JOE DEVITA IS LIVING HIS DREAMS // AS LUCK WOULD HAVE IT

Joe DeVita was 1,800 miles from home when a five-car collision almost left him paralyzed in Durango, Col. In hindsight, he called it “one of the best things that ever happened to [him].”
DeVita, now a 36-year-old musician and guitar teacher in Birmingham, Ala., had been hitchhiking westward from New York, performing solo at venues all over the country. Moving from place to place, not every show was planned too far in advance.
“One time I was in a Wendy’s somewhere in Ohio, and a bunch of seniors were having their weekly meeting there,” DeVita said. “They asked me to play, so I did a weird half-hour gig in the middle of a Wendy’s. It was pretty hilarious.”

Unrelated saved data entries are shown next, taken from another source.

PR #901, opened 2022-06-27
Meet VIP Coding Standards (alternative approach)

### LINKED ISSUE #799: Enhancement: Support WP VIP Code Standards

peterwilsoncc:
### Description of the Change

Alternative approach to PR #807. 

This uses the WP built in sanitization functions rather than `filter_input()`. To avoid false positives I have:

* created a custom sanitization function for verifying connections -- these don't work in namespaces so it is in the global, unfortunately.
* created a wrapper for both `wp_remote_get()` and `vip_safe_wp_remote_get()` to reduce false positives for the VIP sniffs reporting we were using the former
* added `wp_verify_nonce()` as unslashing and sanitizing function because it doesn't need either (opinionated)
* added `wp_trim_words()` as a santitizing function as it effectively is (also opinionated)

Closes #799 

The initial sniff report (running on develop) is  [sniffs.txt](https://github.com/10up/distributor/files/8988829/sniffs.txt) -- this reports on the combined 10up/WPVIP coding standards.

### Alternate Designs

See #807. 

### Possible Drawbacks

Incorrect sanitization: I am testing the sanitization out as I go but please check I haven't made anything too strict. 

### Checklist:

- [x] I have read the [**CONTRIBUTING**](https://github.com/10up/.github/blob/trunk/CONTRIBUTING.md) document.

### Credits

Props @mehulkaklotar, @peterwilsoncc, @dkotter, @dinhtungdu


dinhtungdu (commented):
@peterwilsoncc this is looking good to me. `Utils\remote_http_get` makes a lot of sense to me 💯.

I have some questions about your PR.
- I run `phpcs` and got this report, is that expected?

<details>
<summary>`phpcs` report</summary>

```
% ./vendor/bin/phpcs includes templates distributor.php --standard="WordPress-VIP-Go" 

FILE: ...up/Sites/mu/app/public/wp-content/plugins/distributor/includes/push-ui.php
--------------------------------------------------------------------------------
FOUND 0 ERRORS AND 1 WARNING AFFECTING 1 LINE
--------------------------------------------------------------------------------
 241 | WARNING | Detected usage of a non-sanitized input variable:
     |         | $_POST['connections']
--------------------------------------------------------------------------------


FILE: ...butor/includes/classes/ExternalConnections/WordPressExternalConnection.php
--------------------------------------------------------------------------------
FOUND 0 ERRORS AND 1 WARNING AFFECTING 1 LINE
--------------------------------------------------------------------------------
 172 | WARNING | Having more than 100 posts returned per page may lead to
     |         | severe performance problems.
--------------------------------------------------------------------------------


FILE: ...p/Sites/mu/app/public/wp-content/plugins/distributor/includes/rest-api.php
--------------------------------------------------------------------------------
FOUND 0 ERRORS AND 3 WARNINGS AFFECTING 3 LINES
--------------------------------------------------------------------------------
 183 | WARNING | Having more than 100 posts returned per page may lead to
     |         | severe performance problems.
 416 | WARNING | Having more than 100 posts returned per page may lead to
     |         | severe performance problems.
 529 | WARNING | This comment is 39% valid code; is this commented out code?
--------------------------------------------------------------------------------


FILE: ...public/wp-content/plugins/distributor/includes/external-connection-cpt.php
--------------------------------------------------------------------------------
FOUND 0 ERRORS AND 1 WARNING AFFECTING 1 LINE
--------------------------------------------------------------------------------
 363 | WARNING | Detected usage of a non-sanitized input variable:
     |         | $_POST['dt_external_connection_details']
--------------------------------------------------------------------------------


FILE: .../app/public/wp-content/plugins/distributor/includes/syndicated-post-ui.php
--------------------------------------------------------------------------------
FOUND 0 ERRORS AND 2 WARNINGS AFFECTING 2 LINES
--------------------------------------------------------------------------------
 289 | WARNING | Detected usage of a non-sanitized input variable:
     |         | $_GET['_wpnonce']
 336 | WARNING | Detected usage of a non-sanitized input variable:
     |         | $_GET['_wpnonce']
--------------------------------------------------------------------------------

Time: 10.9 secs; Memory: 18MB

```

</details>

- Do you think we should add a composer script to lint the codebase against VIP WPCS.
- In addition to the composer script, we can also set up a GitHub Actions workflow for VIP WPCS like our Apple Maps Block [does](https://github.com/10up/maps-block-apple/blob/develop/.github/workflows/linting.yml). What do you think?

includes/external-connection-cpt.php
```diff
@@ -165,7 +167,10 @@ function setup_list_table() {
 			$sendback = remove_query_arg( array( 'trashed', 'untrashed', 'deleted', 'locked', 'ids' ), wp_get_referer() );
 
 			$deleted  = 0;
-			$post_ids = array_map( 'intval', $_REQUEST['post'] );
+			$post_ids = array();
+			if ( ! empty( $_REQUEST['post'] ) ) {
+				$post_ids = array_map( 'intval', $_REQUEST['post'] );
+			}
```
dkotter, line 173: I'm fine with this but we could also make this a one-liner, though maybe it's harder to read?

```
$post_ids = ! empty( $_REQUEST['post'] ) ? array_map( 'intval', $_REQUEST['post'] ) : array();
```

includes/utils.php
```diff
@@ -1121,3 +1123,30 @@ function post_args_allow_list( $post_args ) {
...
+ * to the second parameter.
+ *
+ * See {@see http://developer.wordpress.org/reference/classes/WP_Http/request/ WP_Http::request} for $args defaults.
+ *
+ * @param  string $url       The URL to request.
+ * @param  array  $args      Optional. An array of arguments to pass to wp_remote_get()/vip_safe_wp_remote_get().
+ * @param  mixed  $fallback  Optional. Fallback value to return if the request fails. Default false. VIP only.
+ * @param  int    $threshold Optional. The number of fails required before subsequent requests automatically return the fallback value. Defaults to 3, with a maximum of 10. VIP only.
+ * @param  int    $timeout   Optional. The timeout for WP VIP requests. Default 3, 1-5 valid. VIP only, use $args for others.
+ * @param  int    $retries   Optional. The number of retries to attempt. Deafult 10. VIP only.
```
dkotter:
```suggestion
 * @param  int    $retries   Optional. The number of retries to attempt. Default 10. VIP only.
```

includes/utils.php
```diff
@@ -1121,3 +1123,30 @@ function post_args_allow_list( $post_args ) {
...
+ *
+ * Wrapper function for wp_remote_get() and vip_safe_wp_remote_get(). The order
+ * of parameters differs from vip_safe_wp_remote_get() to promote the arguments array
+ * to the second parameter.
+ *
+ * See {@see http://developer.wordpress.org/reference/classes/WP_Http/request/ WP_Http::request} for $args defaults.
+ *
+ * @param  string $url       The URL to request.
+ * @param  array  $args      Optional. An array of arguments to pass to wp_remote_get()/vip_safe_wp_remote_get().
+ * @param  mixed  $fallback  Optional. Fallback value to return if the request fails. Default false. VIP only.
```
dkotter: So I know we are setting this to `false` currently but in reading the [documentation](https://docs.wpvip.com/technical-references/code-quality-and-best-practices/retrieving-remote-data/#h-vip_safe_wp_remote_get), sounds like this is expected to be a string (default would be an empty string).

includes/utils.php
```diff
@@ -1121,3 +1123,30 @@ function post_args_allow_list( $post_args ) {
...
+ * @param  int    $threshold Optional. The number of fails required before subsequent requests automatically return the fallback value. Defaults to 3, with a maximum of 10. VIP only.
+ * @param  int    $timeout   Optional. The timeout for WP VIP requests. Default 3, 1-5 valid. VIP only, use $args for others.
```
dkotter: I believe only 1, 2 or 3 is valid here

includes/utils.php
dkotter: May be worth noting here that this value can't be less than 10, at least according to VIP's documentation (and they actually set the default to 20, may be worth matching that?)

includes/utils.php
peterwilsoncc: The time out maximum is complicated according to the code:
* 30 seconds for WP CLI `POST` requests
* 15 seconds for `POST` requests within the admin
* 5 seconds for front end and non POST requests.

I'll expand the notes.
https://github.com/Automattic/vip-go-mu-plugins/blob/fdd99cf535e55eeda46d7a11a4cbb1603d8bc666/vip-helpers/vip-utils.php#L816-L831

includes/utils.php
peterwilsoncc: > May be worth noting here that this value can't be less than 10, at least according to VIP's documentation (and they actually set the default to 20, may be worth matching that?)

I'll update the docs

All the instances in the code base set this to ten, thus the lower default. It may be worth changing it but let's do so in a follow up to keep the code as close to unchanged as possible.

includes/utils.php
peterwilsoncc: Fixed in 7b156bb1f4239aab8f6a9e5a171f6d7124ea0cce

peterwilsoncc:
> I run phpcs and got this report, is that expected?

Thanks @dinhtungdu 

Some of those appear to be conflicts between the 10up CS and the VIP CS. I'll check them out.

* `$_POST['connections']` being unsantized is expected as there is a custom function set in the phpcs.xml file
* The various nonces being unsanitized is expected as I've set `wp_verify_nonce()` as auto sanitized and unslashed as a valid nonce doesn't need either and an invalid nonce shouldn't be sanitized to a correct one. This is opinionated.

I've reached out to a contact at VIP to check if they respect phpcs files.

peterwilsoncc:
Sorry, some further changes following your comments above:

* 0778f7c78984dfe79c93c00d30530294a84bec19 -- renamed `remote_http_get()` to `remote_http_request()` as it works for any method and the plugin uses it for `POST` requests
* 4fee9e7e19ed29282c17abc377111b00469877a3 -- reworded a comment to avoid a false positive in Tung's report above.

dkotter (dismissed):

mehulkaklotar (commented):
@peterwilsoncc This looks good to me! Just to be sure, there are same VIPCS errors as @dinhtungdu got and it shows in the [lint check](https://github.com/10up/distributor/runs/7105270800?check_suite_focus=true) below as well. 
Can you take a look at that as well?

peterwilsoncc:
@dinhtungdu @mehulkaklotar As they're false positives, I think we're going to need to leave it be & remove the additional linting job from the GH actions.

As the vendor libraries also throw errors (also false positives), I think we'll need to accept close enough is good enough. 

I was reading the docs for WP VIP Go yesterday and they [allow customization of the PHPCS config](https://github.com/Automattic/vip-go-skeleton#phpcs-for-checking-coding-standards) these days. I suspect the additional flexibility is due to each site running on it's own container rather than as a custom theme on wordpress.com, as was the case prior to WP VIP Go.

peterwilsoncc:
I've removed the VIPCS check in 997b3a94e0b6fd09630f251a4aae1f848cd86cd9 due to the false positives.

Are folks able to take another look?

mehulkaklotar (approved):
Looks good! 🚀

The accident stopped him in his tracks, and DeVita had two months in a Durango hospital to think about what had brought him there. Now he’s ready to add another album to his body of work, “Liquid Slumber”, including some of his most accessible and carefully-crafted music to date.
“The first couple of days I was laying in the hospital bed, they had these weird heated socks on my legs,” DeVita said. “They were constantly checking my circulation to see if I would walk again. . . Once you realize it could’ve been that much worse, it’s kind of a good kick in the butt.”
Recovering in the confines of a brace, he spent three or four hours a day practicing guitar in a park along Colorado’s Animas River. For the first time in a while, he let life come to him, and some of the people he met were just as exciting as life on the road.
“I ran into one of Steve Miller’s songwriting partners [Steve McCarty] there, who was walking his dog,” DeVita said. “He said ‘hey man are you a songwriter! Let me play you a song!’ And he sat down and played ‘Wild Mountain Honey,’ which he had written. His wife showed up and they started harmonizing.”
Before leaving New York to travel with his music, DeVita had felt he was in a rut. He was looking for something to reignite the love for music he had as a teenager.
“I had set up a groove with the local music scene and I was kind of getting burnt out,” DeVita said. “I had gotten to a point where music was paying the rent and putting food on the table, and it had started to feel more like a job. Which there’s nothing wrong with, but that youthful energy and enthusiasm wasn’t there as much. The whole hitchhiking thing, playing more or less anonymously . . . just got me back to what I love doing.”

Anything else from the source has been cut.